── Extracted data ──

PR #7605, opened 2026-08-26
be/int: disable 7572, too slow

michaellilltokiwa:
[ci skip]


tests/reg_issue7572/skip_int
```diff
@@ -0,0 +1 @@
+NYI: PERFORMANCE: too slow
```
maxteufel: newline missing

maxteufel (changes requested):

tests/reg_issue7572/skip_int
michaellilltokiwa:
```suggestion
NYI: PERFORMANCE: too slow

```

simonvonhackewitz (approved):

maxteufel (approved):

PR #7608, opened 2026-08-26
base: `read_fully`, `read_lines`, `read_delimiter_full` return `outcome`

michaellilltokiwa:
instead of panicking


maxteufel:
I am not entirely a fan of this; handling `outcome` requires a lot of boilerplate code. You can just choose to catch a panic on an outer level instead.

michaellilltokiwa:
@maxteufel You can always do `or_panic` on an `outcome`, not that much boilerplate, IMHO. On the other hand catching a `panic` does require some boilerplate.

───

● What the task requires: All that is wanted is the set of lines from the one with "I am not entirely" through the last line of the entries, both included, output exactly.

● Answer space:
I am not entirely a fan of this; handling `outcome` requires a lot of boilerplate code. You can just choose to catch a panic on an outer level instead.

michaellilltokiwa:
@maxteufel You can always do `or_panic` on an `outcome`, not that much boilerplate, IMHO. On the other hand catching a `panic` does require some boilerplate.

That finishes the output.